Lee Miller accidentally shooting Man Ray in the foot with a speargun

I find this set of images in particular utterly dazzling, and I’d urge you to take a moment to appreciate the wonder of them. Obviously — obviously — they don’t actually show the requested thing at all. Every individual detail is wrong and the different parts of each picture mostly don’t add up. You can see at least some of the sources and some of the joins. And yet they capture the spirit of the prompt perfectly. There’s an alignment of preoccupations, perhaps, a shared corner of the manifold.3

a disquieting sense of being surreptitiously observed by sinister ducks, as painted by rene magritte

MidJourney has an excellent grasp of some visual and artistic styles. It also has a fine eye for cliché and a hackneyed sense of composition. We might speculate that stock photos and hackwork commercial art feature heavily in its training set — there are just so many humdrum images out there, how could the model fail to pick up a few banal habits?

at the tombstone saloon bar wyatt earp decides it’s time to open another bottle of coca cola

Because images are, a lot of the time, structurally related to the physical world, or at least informed by our experience of it, there’s a sort of loose correlation between having a map of the space of images and having a map of reality, but it’s extremely fucking loose. And the waypoints for the two are often not in sync.

Images are all surface, and MidJourney is nothing if not superficial. It struggles with physical structure, with perspective, with physiology and anatomy. As with drag, the hands and feet give it away. It struggles with text. Its domain is the pictorial, not the material or orthographic — but it also has no explicit grasp of pictorial structure. A colleague tried to browbeat it into particular layouts, specifying things in the background or foreground, things to one side or in corners of the frame; almost entirely in vain. The model doesn’t put things in the middle because you tell it to, but because that’s how things tend to be done.

Realistic high angle photographic still from a CCTV of a very cramped riotous office party in a small room. Boris Johnson, wearing a tinsel scarf, is visible in the background. He is raising his glass and shouting

The ethics of all this are, of course, an absolute goatfuck of biblical proportions. The training data is appropriated wholesale with nary a thought of consent. Its usage tramples all over the employment prospects of talented creators. The model thinks nothing of fabricating evidence of wrongdoing.

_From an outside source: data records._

PR #108, opened 2021-12-02
Add basic metrics.

AlekSi:
Refs #74.

Response statuses are not done yet. Adding them requires listener/conn/handler refactoring that should be in a separate PR.


OpenSauce (approved):
LGTM 👍 Not on my home pc at the moment though。

PR #115, opened 2021-12-05
Makefile: add ability to use custom go bin

ekalinin:
Now there's no need to switch go bin via `ln -s`.

```
$ go install golang.org/dl/gotip@latest
$ gotip download

$ make init GO=gotip
```


AlekSi:
I'm afraid that's not enough. For example, we also use `go` there: https://github.com/FerretDB/FerretDB/blob/c52ea450072bd3453f27146c49a6869a8a7c25fb/tools/tools.go#L30-L36

I would rather do nothing until 1.18 release in Februrary, when all this complexity will go away.

ekalinin:
Ah, I see. Ok, let's just close it.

The image above4 wouldn’t pass the most basic forensic examination, but nobody would bat an eyelid if it was printed on the front page of tomorrow’s Metro. And sure, that’s partly because everyone seeing it would recognise the truth of what it portrays, even if that portrayal is literally false. But isn’t that the essence of propaganda?

Anyway, MidJourney is fun. You should give it a whirl. Something to play with as the world burns down around us.